## What you will do
Within the records below, find each line with the word "testEnvironment" and copy it out.

(Saved entries)
──────────
PR #1024, opened 2023-06-15
[#IOCOM-314] Add some lollipop logs

Garma00:
#### Types of changes

#### Checklist:

### DIFF
--- a/src/clients/third-party-service-client.ts
+++ b/src/clients/third-party-service-client.ts
@@ -103,8 +103,14 @@ export const getThirdPartyServiceClient =
         // eslint-disable-next-line @typescript-eslint/no-non-null-assertion
         thirdPartyConfig.prodEnvironment ?? thirdPartyConfig.testEnvironment!;
 
-    eventLog.task.info(`Third party client base url: ${environment.baseUrl}`);
-    eventLog.task.info(
+    eventLog.peek.info(
+      `Pointing to test environment? ${
+        thirdPartyConfig.testEnvironment?.testUsers.includes(fiscalCode)
+          ? "yes"
+          : "no"
+      }`
+    );
+    eventLog.peek.info(
       `Is fiscal code included in testUsers: ${thirdPartyConfig.testEnvironment?.testUsers.includes(
         fiscalCode
       )}`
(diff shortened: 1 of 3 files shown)


src/clients/third-party-service-client.ts
```diff
@@ -102,6 +103,13 @@ export const getThirdPartyServiceClient =
         // eslint-disable-next-line @typescript-eslint/no-non-null-assertion
         thirdPartyConfig.prodEnvironment ?? thirdPartyConfig.testEnvironment!;
 
+    eventLog.task.info(`Third party client base url: ${environment.baseUrl}`);
```
michaeldisaro, line 106: This code will expect a task in input and give a task in output. It should be used inside a pipe.
From [docs](https://github.com/pagopa/winston-ts#how-to-log) it seems we should use `peek`.

michaeldisaro, line 106: **Suggestion**: ...also, I would not log the url but just if we are pointing the test environment or not.
Something like:
```suggestion
    eventLog.task.info(`Pointing to test environment? ${thirdPartyConfig.testEnvironment?.testUsers.includes(fiscalCode) ? 'yes' : 'no'}`);
```

src/clients/third-party-service-client.ts
```diff
@@ -102,6 +103,13 @@ export const getThirdPartyServiceClient =
...
+    eventLog.task.info(
```
michaeldisaro, line 107: ...and do not remove this. I know that now the check is the same, but I would keep this for possibile future improvements.

src/utils/lollipop.ts
```diff
@@ -50,6 +50,13 @@ export const checkIfLollipopIsEnabled = (
     TE.fromNullable(
       Error(`Cannot find configuration for service ${serviceId}`)
     ),
+    eventLog.taskEither.info((config) => [
+      `Check if lollipop is enabled`,
```
michaeldisaro, line 54: For this name is better to use something that is searchable, something like: `lollipop.status.info`. 
So we can search it with queries.

src/utils/lollipop.ts
```diff
@@ -179,5 +186,9 @@ export const extractLollipopLocalsFromLollipopHeaders = (
           ["x-pagopa-lollipop-user-id"]: fiscalCode,
           ...lollipopHeaders,
         } as LollipopLocalsType)
-    )
+    ),
+    eventLog.taskEither.info((lcLocals) => [
+      "Lollipop locals",
```
michaeldisaro, line 191: ditto: `lollipop.locals.info`

michaeldisaro (changes requested):
I left some suggestion and I would add also other info inside `pnFecth.ts`.

PR #1040, opened 2023-07-10
[#IOPID-385]  Call notify login endpoint

gquadrati:
This PR depends on https://github.com/pagopa/io-spid-commons/pull/149
This PR depends on https://github.com/pagopa/io-functions-app/pull/282

#### List of Changes

- See commit history

#### Motivation and Context

Notify the user in case a new login has been performed.

Unit test, io-mock

#### Types of changes

#### Checklist:


arcogabbo (commented):
nice work, just a minor stylish comment

src/controllers/__tests__/authenticationController.test.ts
```diff
@@ -297,7 +315,7 @@ afterEach(() => {
   clock = clock.uninstall();
 });
 
-const setupMocks = () => {
+const setupGetNewTokensMocks = () => {
```
BurnedMarshal, line 318: This change is needed? Seems to be only a rename.

src/controllers/__tests__/authenticationController.test.ts
```diff
@@ -998,6 +1046,175 @@ describe("AuthenticationController|>LV|>acs", () => {
   );
 });
 
+describe("AuthenticationController|>LV|>acs|>notify user login", () => {
+  const setupLollipopScenario = () => {
+    jest
+      .spyOn(authCtrl, "isUserElegibleForFastLogin")
+      .mockImplementationOnce((_) => true);
```
BurnedMarshal, line 1053: We can use this instead.
```suggestion
      .mockReturnValueOnce(true);
```

src/controllers/authenticationController.ts
```diff
@@ -214,6 +226,13 @@ export default class AuthenticationController {
             LoginTypeEnum.LEGACY,
           ];
 
+    // Retrieve user IP from request
+    const errorOrUserIp = IPString.decode(spidUser.getAcsOriginalRequest()?.ip);
+
+    if (isUserElegibleForFastLoginResult && E.isLeft(errorOrUserIp)) {
+      return ResponseErrorInternal("Error reading user IP");
+    }
```
BurnedMarshal, line 234: We are blocking the login if, for some reason, the IP is invalid or missing. Can we consider this parameter as optional?

src/controllers/authenticationController.ts
```diff
@@ -477,6 +499,11 @@ export default class AuthenticationController {
         // in io-spid-commons does not support 429 / 409 errors
         return ResponseErrorInternal(createProfileResponse.kind);
       }
+
+      userEmail =
+        newProfile.is_email_validated && newProfile.email
+          ? newProfile.email
+          : user.spid_email;
```
BurnedMarshal, line 506: This is always equal to the `spid_email` or undefined for CIE logins

src/controllers/authenticationController.ts
```diff
@@ -517,6 +550,80 @@ export default class AuthenticationController {
...
+            },
+          });
+
+          return ResponseErrorInternal("Unable to notify user login event");
+        })
+      )();
+
+      if (E.isLeft(errorOrNotifyLoginResult)) {
+        const delLollipopResult =
+          await this.sessionStorage.delLollipopDataForUser(user.fiscal_code);
```
BurnedMarshal, line 609: What if we send the email before setting all the lollipop and session data?

src/controllers/__tests__/authenticationController.test.ts
gquadrati: Yes, it's just a rename to better explain what setup is doing here

src/controllers/authenticationController.ts
gquadrati: Right, done in [[#IOPID-385] just take spid_email for new users](https://github.com/pagopa/io-backend/pull/1040/commits/fb9fdd352426112daef92e210381128d2e2230c2)

src/controllers/authenticationController.ts
gquadrati: It requires some effort, we can refactor it in another PR

src/controllers/authenticationController.ts
gquadrati: Right now IP address is required by the new notify-login endpoint.

BurnedMarshal (approved):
──────────
## Your response
         thirdPartyConfig.prodEnvironment ?? thirdPartyConfig.testEnvironment!;
+        thirdPartyConfig.testEnvironment?.testUsers.includes(fiscalCode)
       `Is fiscal code included in testUsers: ${thirdPartyConfig.testEnvironment?.testUsers.includes(
         thirdPartyConfig.prodEnvironment ?? thirdPartyConfig.testEnvironment!;
    eventLog.task.info(`Pointing to test environment? ${thirdPartyConfig.testEnvironment?.testUsers.includes(fiscalCode) ? 'yes' : 'no'}`);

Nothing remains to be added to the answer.